- Born: 1742 Khyttsi, Sencha Hromada, Cossack Hetmanate (modern Ukraine)
- Died: 24 August 1825 (aged 82–83) Kiev, Russian Empire
- Style: icon painting, Painting

= Fedir Aaronsky =

Ukrainian artist (1742–1825)

Fedir Ivanovych Aaronsky (Фе́дір Іва́нович Ааро́нський) (around 1742, Hittsi Synetski, Hetmanate (now Hittsi, Lubny Raion, Poltava Oblast) — August 24, 1825, Kyiv) — Ukrainian painter, finift enamel artist, icon painter.

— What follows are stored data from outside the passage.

PR #55, opened 2022-07-02
feat: Add atlendis.io adapter

smol-ninja:


smol-ninja:
Fixed TVL value to only include assets locked in the protocol.

PR #61, opened 2022-07-05
Add capsa pool

t0mm4rx:
Hello,
I would like to add the capsa.finance yield-bearing token to the DefiLlama Yield dashboard.

Here is the implemented and tested connector.


slasher125:
henlo t0mm4rx. ty for adding!
We are mostly using 24h periods when calculating fees/rewards which we scale up to a year. In your case, looking at the api response, I'd prefer if we use `last_week_performance` and scale that to a year instead of `projected_apy` which takes into account the last 3 months.

t0mm4rx:
Thank you for your quick feedback.
Ok, so I'll change to last_week_performance times 52.14.

slasher125:
great! * 52 is good enough :)

t0mm4rx:
Just tested and committed "last_week_performance" * 52 instead of "projected_apy".

slasher125:
can you pls remove the yarn.lock from the PR?

t0mm4rx:
Sure, done. Could be good to add it into the .gitignore btw.

slasher125:
> 

good call. will add that!

PR #109, opened 2022-07-20
Curve fix crnch

crnch:
Rebased on master; replaces #103 @glebskr @slasher125


slasher125:
niiiice! ty sir

crnch:
sweet data coming in 🤝😎

PR #135, opened 2022-07-26
feat: add hop-protocol yields

0xdapper:


0xdapper:
Need RPCs set for the tests to run, because tvl is computed by checking on-chain balance

glebskr:
Hi, thx for your pr.
It probably fails because u are passing `'gnosis'` to defillama/sdk as a chain try using `'xdai'` instead

SRC: https://github.com/DefiLlama/defillama-sdk/blob/master/src/general.ts#L41

0xdapper:
thanks for the suggestion @glebskr, seems to be provider error now

src/adaptors/hop-protocol/index.js
```diff
@@ -0,0 +1,115 @@
...
+    ].map((promise) => promise.then((data) => data.output))
+  );
+
+  return { tokenBalance, hopTokenBalance, decimals, tokenAddress };
+};
+
+const getPoolTvl = async (coreConfig, chain, token) => {
+  const { tokenBalance, hopTokenBalance, decimals, tokenAddress } =
+    await getPoolTokenBalances(coreConfig, chain, token);
+  const key = `${chain}:${tokenAddress}`;
```
slasher125: the adaptor test currently fails because the price is undefined for gnosis chain. you need to correct chain name, I'd just do:
```
  const key =
    chain === 'gnosis' ? `xdai:${tokenAddress}` : `${chain}:${tokenAddress}`;
```

src/adaptors/hop-protocol/index.js
```diff
@@ -0,0 +1,115 @@
...
+  const promises = tokens
+    .map((token) => {
+      const tokenPools = data[token];
+      const chains = Object.keys(data[token]);
+      return chains.map(async (chain) => {
+        const tvlUsd = await getPoolTvl(coreConfig, chain, token);
+        const tokenAddress = coreConfig[token][chain].l2CanonicalToken;
+        const hopTokenAddress = coreConfig[token][chain].l2HopBridgeToken;
+
+        return {
```
slasher125, line 97: and here, lets change the chain name to xdai too

```
        chainName = chain === 'gnosis' ? 'xdai' : chain;

        return {
          pool: `${chainName}-${token}`,
          chain: chainName,
...
```

src/adaptors/hop-protocol/index.js
```diff
@@ -0,0 +1,115 @@
...
+          pool: `${chain}-${token}`,
+          chain,
+          project: 'hop-protocol',
+          symbol: token,
+          apy: tokenPools[chain].apr * 100,
```
slasher125: lets use `apyBase` instead, seems like this is currently coming from trading feels only

0xdapper:
Why is it trying localhost for RPC?

0xdapper:
any idea @slasher125 ?

slasher125:
hey 0xdapper :) its been a very busy week for us. we haven't forgotten the PR though ;) going to take a look the updated PR asap

src/adaptors/hop-protocol/index.js
```diff
@@ -0,0 +1,118 @@
...
+          rewardTokens: [],
+          underlyingTokens: [tokenAddress, hopTokenAddress],
+          tvlUsd,
+        };
+      });
+    })
+    .flat();
+
+  const pools = await Promise.all(promises);
+  return pools.filter((pool) => !!pool.apy);
```
slasher125: the filter returns an empty array because you filter on `apy` instead of `apyBase` which breaks the tests. if u remove it it works fine. no need to remove pools with 0 apy

0xdapper: lol i didn't do any further debugging locally after seeing the localhost connection error which seemed very unrelated

0xdapper: seems like the error still persists, so are we just skipping CI for now and just merging this if works locally?

slasher125: don't know whats causing it, likely like rpc issue, but the xdai rpc we use should work fine. i'm going to merge this now. if it fails, i will ping you again :)

PR #144, opened 2022-07-28
Fix beefy slug

glebskr:


slasher125:
sry missed the pr here, made the change. closing

PR #312, opened 2022-09-08
add old field to response

slasher125:


slasher125:
return the pool field from the controller and store in the final s3 output so we can query this field is /poolsOld (next step)

PR #367, opened 2022-10-06
[morpho] implement 🦋  morpho-aave 👻 

julien-devatom:
Hi,
because morpho-aave is live for more than one month now, I'm implementing it to the yield server. 
Some points to mention:
- I moved the previous morpho integration (named as morpho into the code) to the morpho-compound folder and I have created a new folder for morpho-aave since the two protocols are independent. 
-  The problem of negative TVL for a given market is still here for morpho-compound, that's why I have done the same thing as morpho-compound: tvl = total supply. 
- I have also fixed an issue in morpho-compound integration (on total borrow)


julien-devatom:
I cannot check why the PR is falling (IMO is due to the renaming of the morpho folder)

slasher125:
gm. ty for updating!
tests are failing because of a check if morpho-compound and morpho-aave are valid/included in our protocols list. they aren't.
- Which means: you will need to keep the top level `morpho` folder with an index.js file as is. but feel free to either combine both compound and aave code into the same index file or keep them separate and import in `src/adaptors/morpho/index.js`
- to distinguish btw the 2 different markets use `poolMeta: Compound`, `poolMeta: Aave` instead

In monastic life (from 1802) — Feodosiy.

== Works ==

- Portraits of Catherine I, Dmitry Rostovsky, Alexander Nevsky.
- Icons:
  - "Assumption of the Virgin,"
  - "Guardian Angels"
  - "Christ with a Crown of Thorns"
- Finift works:
  - a stand for the Gospel of the Church of Mykola Dobrogo (Kyiv; preserved in the Museum of Historical Treasures of Ukraine);
  - 8 decorations for the works of F. Sorokin (1789);
  - 4 medallions for an icon (1800);
  - decorations for a small altarpiece Gospel (frame by S. Rostovsky) and Apostle and Gospel (frame by Samson Strelbitsky; all — 1801). The Lavra presented the last two editions to Empress Yelizaveta Oleksiyivna and Emperor Alexander I.

After Aaronsky's death, 70 unfinished paintings and 83 finift works were left.